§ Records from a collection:
┌──

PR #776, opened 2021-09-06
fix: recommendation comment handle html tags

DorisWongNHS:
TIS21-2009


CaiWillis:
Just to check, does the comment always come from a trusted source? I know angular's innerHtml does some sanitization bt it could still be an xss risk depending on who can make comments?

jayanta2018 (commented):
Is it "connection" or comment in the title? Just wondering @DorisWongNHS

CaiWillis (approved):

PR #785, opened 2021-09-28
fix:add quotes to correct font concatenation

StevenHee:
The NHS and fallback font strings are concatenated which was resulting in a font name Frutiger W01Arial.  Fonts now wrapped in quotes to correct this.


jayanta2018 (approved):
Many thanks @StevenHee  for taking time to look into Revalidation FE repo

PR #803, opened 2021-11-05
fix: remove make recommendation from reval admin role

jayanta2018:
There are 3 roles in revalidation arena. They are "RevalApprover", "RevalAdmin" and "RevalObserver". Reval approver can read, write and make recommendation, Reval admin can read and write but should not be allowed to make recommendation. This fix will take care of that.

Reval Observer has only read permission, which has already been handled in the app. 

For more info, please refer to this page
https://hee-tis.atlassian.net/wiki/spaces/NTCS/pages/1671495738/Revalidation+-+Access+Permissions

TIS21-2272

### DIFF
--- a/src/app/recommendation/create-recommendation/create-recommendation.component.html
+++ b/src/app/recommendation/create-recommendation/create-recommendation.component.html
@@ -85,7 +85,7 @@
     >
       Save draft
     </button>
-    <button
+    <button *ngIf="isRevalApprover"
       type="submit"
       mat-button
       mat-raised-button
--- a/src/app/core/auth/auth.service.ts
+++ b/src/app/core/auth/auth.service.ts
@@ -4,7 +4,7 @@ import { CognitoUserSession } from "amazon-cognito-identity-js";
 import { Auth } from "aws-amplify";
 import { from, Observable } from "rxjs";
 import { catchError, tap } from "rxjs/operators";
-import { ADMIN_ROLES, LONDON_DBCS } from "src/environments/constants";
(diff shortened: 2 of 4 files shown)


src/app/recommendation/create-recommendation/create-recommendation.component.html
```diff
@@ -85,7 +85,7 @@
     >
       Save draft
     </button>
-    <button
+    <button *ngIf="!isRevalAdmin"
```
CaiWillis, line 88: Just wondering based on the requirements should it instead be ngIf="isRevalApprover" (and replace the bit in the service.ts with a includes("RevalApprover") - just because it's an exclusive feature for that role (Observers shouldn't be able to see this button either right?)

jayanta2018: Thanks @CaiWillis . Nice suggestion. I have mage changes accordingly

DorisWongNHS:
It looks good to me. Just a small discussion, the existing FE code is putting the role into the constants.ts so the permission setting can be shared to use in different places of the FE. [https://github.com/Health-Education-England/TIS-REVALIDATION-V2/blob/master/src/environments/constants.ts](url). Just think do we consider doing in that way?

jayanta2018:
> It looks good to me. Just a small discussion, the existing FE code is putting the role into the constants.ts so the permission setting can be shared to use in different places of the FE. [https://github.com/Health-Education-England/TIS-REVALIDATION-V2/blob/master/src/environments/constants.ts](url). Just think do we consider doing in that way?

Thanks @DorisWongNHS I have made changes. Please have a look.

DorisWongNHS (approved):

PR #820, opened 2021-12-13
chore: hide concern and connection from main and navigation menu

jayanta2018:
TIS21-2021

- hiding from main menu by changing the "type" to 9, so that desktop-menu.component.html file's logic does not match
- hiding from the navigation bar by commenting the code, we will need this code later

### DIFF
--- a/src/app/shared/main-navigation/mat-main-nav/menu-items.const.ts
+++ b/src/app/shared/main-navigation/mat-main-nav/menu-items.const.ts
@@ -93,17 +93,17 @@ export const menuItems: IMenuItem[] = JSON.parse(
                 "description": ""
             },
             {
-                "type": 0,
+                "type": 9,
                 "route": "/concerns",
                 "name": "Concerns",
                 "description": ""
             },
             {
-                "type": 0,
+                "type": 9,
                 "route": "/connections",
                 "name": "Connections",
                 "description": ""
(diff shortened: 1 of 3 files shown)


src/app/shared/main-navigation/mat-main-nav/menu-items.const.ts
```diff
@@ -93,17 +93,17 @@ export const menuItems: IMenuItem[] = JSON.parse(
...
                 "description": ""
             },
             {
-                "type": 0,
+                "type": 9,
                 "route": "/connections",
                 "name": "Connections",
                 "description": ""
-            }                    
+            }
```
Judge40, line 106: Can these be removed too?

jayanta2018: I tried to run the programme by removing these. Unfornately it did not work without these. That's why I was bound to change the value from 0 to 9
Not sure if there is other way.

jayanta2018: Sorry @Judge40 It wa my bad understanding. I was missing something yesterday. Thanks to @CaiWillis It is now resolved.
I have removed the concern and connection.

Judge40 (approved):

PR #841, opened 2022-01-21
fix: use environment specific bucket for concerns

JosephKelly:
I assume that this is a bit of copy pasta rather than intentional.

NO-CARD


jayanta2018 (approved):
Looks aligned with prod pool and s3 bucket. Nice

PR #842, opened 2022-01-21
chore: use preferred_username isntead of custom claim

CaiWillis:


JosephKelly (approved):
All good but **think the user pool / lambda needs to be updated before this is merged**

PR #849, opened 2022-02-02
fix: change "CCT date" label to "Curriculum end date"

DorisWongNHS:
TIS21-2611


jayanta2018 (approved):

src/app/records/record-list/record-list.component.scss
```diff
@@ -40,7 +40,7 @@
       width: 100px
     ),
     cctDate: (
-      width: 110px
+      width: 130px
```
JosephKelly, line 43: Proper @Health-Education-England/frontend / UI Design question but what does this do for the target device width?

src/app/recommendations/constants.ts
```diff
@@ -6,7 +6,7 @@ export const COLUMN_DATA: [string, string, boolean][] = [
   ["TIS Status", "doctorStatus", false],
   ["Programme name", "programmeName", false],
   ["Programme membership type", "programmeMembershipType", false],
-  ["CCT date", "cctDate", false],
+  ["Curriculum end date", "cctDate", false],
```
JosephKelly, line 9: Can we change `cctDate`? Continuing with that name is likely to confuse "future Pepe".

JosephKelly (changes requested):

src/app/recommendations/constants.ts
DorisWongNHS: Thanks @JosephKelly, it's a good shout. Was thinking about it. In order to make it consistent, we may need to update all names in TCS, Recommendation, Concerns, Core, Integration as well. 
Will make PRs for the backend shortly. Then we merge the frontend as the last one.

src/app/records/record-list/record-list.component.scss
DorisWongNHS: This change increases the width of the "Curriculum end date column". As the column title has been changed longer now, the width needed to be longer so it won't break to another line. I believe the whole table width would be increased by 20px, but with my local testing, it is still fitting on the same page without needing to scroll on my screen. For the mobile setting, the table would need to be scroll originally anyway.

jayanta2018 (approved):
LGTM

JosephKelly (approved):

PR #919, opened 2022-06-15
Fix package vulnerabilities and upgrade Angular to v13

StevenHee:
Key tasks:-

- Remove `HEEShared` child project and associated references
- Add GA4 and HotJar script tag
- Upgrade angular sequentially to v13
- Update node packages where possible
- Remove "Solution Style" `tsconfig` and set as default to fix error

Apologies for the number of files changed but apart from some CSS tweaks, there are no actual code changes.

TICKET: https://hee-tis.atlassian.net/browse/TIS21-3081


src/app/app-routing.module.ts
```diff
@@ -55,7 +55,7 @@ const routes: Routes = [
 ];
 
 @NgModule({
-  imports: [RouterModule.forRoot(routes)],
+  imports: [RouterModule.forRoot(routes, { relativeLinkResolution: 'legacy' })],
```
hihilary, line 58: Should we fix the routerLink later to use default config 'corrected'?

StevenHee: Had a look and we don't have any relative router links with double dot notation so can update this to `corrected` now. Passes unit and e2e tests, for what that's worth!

└──
┌──

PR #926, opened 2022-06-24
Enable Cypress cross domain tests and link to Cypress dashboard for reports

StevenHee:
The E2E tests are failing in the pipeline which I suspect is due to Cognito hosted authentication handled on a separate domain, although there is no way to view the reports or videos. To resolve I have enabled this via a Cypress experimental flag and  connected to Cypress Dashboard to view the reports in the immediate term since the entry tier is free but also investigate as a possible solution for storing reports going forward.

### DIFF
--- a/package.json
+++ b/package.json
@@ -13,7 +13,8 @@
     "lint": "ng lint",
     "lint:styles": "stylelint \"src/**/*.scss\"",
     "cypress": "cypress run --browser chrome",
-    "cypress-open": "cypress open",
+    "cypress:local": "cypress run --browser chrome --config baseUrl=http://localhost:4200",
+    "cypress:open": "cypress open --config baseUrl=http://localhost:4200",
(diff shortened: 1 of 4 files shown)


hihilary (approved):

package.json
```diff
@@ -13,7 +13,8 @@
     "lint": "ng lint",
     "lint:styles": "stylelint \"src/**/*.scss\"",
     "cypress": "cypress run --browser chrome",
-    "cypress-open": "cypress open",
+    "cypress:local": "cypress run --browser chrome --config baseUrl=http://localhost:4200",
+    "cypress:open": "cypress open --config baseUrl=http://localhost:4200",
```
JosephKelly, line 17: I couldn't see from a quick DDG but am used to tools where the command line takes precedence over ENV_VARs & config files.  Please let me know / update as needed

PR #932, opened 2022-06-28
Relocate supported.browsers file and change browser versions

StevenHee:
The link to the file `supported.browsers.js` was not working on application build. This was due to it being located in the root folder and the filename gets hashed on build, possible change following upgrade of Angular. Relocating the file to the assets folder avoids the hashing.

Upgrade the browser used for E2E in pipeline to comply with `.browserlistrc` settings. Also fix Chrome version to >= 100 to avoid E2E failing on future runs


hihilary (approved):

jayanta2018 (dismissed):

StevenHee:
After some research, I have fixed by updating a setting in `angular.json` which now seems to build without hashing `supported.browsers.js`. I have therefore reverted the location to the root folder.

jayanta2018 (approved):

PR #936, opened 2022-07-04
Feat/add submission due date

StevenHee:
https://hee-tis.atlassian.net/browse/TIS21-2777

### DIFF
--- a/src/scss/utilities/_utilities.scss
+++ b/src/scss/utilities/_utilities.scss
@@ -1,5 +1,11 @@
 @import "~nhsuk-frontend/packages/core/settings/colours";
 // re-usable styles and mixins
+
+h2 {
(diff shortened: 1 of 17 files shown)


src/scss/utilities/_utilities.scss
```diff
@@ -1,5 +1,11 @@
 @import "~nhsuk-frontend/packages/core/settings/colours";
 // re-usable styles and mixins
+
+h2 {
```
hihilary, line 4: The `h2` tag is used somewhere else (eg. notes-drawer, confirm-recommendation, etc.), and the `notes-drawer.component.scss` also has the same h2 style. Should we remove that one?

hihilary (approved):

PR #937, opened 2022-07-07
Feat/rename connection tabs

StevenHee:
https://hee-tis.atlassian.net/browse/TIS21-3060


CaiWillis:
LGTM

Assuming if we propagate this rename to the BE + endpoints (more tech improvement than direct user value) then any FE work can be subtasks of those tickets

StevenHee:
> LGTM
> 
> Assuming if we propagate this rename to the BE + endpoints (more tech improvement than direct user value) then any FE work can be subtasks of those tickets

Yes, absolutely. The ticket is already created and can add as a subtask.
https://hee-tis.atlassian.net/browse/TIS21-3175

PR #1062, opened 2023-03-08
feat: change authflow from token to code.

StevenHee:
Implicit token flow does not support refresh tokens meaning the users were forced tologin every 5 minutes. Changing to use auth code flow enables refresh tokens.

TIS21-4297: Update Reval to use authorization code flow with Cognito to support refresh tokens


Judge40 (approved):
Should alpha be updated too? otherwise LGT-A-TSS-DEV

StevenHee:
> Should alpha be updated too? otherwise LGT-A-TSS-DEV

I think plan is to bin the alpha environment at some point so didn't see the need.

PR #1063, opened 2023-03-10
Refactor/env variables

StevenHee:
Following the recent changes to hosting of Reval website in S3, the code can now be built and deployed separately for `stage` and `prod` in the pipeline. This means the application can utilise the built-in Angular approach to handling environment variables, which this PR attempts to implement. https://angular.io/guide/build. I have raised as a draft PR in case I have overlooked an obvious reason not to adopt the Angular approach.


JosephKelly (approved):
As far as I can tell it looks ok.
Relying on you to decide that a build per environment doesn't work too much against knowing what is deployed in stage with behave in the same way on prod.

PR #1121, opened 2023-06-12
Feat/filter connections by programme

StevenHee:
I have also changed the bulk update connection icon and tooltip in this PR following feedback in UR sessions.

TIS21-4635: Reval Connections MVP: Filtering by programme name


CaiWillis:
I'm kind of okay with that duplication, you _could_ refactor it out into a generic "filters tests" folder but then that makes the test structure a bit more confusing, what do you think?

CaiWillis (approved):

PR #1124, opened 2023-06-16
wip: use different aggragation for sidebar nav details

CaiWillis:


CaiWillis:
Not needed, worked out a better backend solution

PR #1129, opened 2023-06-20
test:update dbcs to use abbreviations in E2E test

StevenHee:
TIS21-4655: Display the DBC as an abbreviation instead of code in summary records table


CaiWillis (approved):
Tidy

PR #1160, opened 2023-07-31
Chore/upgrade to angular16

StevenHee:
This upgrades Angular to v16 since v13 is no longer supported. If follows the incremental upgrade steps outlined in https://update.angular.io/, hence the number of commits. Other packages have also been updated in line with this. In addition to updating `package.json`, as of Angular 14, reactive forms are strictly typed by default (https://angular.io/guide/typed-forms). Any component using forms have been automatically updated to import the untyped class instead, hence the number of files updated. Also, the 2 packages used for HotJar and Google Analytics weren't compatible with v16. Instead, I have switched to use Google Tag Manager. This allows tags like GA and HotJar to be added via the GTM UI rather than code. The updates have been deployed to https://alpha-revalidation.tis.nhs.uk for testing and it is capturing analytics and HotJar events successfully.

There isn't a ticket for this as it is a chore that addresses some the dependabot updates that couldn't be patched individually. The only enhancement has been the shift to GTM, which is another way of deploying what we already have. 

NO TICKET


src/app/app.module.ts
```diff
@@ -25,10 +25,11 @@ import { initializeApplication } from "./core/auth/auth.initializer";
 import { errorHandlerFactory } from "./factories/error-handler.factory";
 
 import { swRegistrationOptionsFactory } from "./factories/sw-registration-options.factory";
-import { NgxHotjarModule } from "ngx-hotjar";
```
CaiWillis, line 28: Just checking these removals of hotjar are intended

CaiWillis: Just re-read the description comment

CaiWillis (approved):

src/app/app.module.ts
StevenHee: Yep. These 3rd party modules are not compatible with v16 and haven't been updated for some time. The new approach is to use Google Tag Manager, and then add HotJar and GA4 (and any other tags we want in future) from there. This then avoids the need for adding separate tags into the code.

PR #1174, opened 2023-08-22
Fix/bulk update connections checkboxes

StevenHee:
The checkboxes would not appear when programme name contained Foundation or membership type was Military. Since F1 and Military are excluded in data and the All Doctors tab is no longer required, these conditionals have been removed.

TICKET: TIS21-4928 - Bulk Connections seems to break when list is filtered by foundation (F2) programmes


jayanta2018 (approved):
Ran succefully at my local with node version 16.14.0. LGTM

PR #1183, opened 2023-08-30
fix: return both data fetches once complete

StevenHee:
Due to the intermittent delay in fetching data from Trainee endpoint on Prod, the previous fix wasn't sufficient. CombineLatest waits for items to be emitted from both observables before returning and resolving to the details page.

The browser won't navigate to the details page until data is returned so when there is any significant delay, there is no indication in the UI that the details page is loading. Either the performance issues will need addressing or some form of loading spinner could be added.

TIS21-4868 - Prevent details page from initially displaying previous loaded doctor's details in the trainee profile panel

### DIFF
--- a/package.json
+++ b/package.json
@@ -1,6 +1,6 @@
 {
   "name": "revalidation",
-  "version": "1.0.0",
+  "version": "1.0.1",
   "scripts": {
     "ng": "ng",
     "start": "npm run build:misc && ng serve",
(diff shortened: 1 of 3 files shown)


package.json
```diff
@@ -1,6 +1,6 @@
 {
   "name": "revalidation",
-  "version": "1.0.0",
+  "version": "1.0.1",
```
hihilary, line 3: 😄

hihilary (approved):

└──
┌──

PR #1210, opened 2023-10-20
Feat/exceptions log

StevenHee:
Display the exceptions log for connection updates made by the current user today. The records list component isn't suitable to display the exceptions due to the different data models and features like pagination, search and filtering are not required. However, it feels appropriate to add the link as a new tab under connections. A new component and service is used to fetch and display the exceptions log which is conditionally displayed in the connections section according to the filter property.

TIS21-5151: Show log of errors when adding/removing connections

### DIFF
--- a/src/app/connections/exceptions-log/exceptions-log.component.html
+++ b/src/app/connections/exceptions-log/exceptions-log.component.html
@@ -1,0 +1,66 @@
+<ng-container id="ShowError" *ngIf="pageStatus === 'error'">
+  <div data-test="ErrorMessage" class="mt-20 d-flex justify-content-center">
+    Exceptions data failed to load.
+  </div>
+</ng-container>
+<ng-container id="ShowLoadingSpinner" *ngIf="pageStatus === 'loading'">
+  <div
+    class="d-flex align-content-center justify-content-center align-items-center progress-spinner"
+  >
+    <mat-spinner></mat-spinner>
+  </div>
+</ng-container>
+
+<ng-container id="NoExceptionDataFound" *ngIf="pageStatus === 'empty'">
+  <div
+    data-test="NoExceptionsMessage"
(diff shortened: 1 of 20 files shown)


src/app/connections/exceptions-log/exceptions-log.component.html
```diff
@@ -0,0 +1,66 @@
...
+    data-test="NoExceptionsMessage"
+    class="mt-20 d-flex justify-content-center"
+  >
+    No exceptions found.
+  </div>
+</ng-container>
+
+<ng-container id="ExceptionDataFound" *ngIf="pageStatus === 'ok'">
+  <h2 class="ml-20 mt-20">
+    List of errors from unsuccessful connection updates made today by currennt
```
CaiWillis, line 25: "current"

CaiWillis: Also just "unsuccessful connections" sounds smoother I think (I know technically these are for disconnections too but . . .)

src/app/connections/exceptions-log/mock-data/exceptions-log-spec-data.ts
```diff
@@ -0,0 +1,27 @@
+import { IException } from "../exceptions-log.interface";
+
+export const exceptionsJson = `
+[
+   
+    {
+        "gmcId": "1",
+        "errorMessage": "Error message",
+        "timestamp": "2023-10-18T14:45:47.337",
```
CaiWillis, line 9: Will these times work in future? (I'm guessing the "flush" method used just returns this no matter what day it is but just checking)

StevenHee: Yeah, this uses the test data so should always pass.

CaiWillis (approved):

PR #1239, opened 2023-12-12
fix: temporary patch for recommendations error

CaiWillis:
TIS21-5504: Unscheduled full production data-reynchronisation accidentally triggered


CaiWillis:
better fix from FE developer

└──

§ WHAT IS BEING ASKED:
Scan the records for the word "shortened", and copy each line where it is found.

§ RESPONSE TO THE TASK:
(diff shortened: 2 of 4 files shown)
(diff shortened: 1 of 3 files shown)
(diff shortened: 1 of 4 files shown)
(diff shortened: 1 of 17 files shown)
(diff shortened: 1 of 3 files shown)
(diff shortened: 1 of 20 files shown)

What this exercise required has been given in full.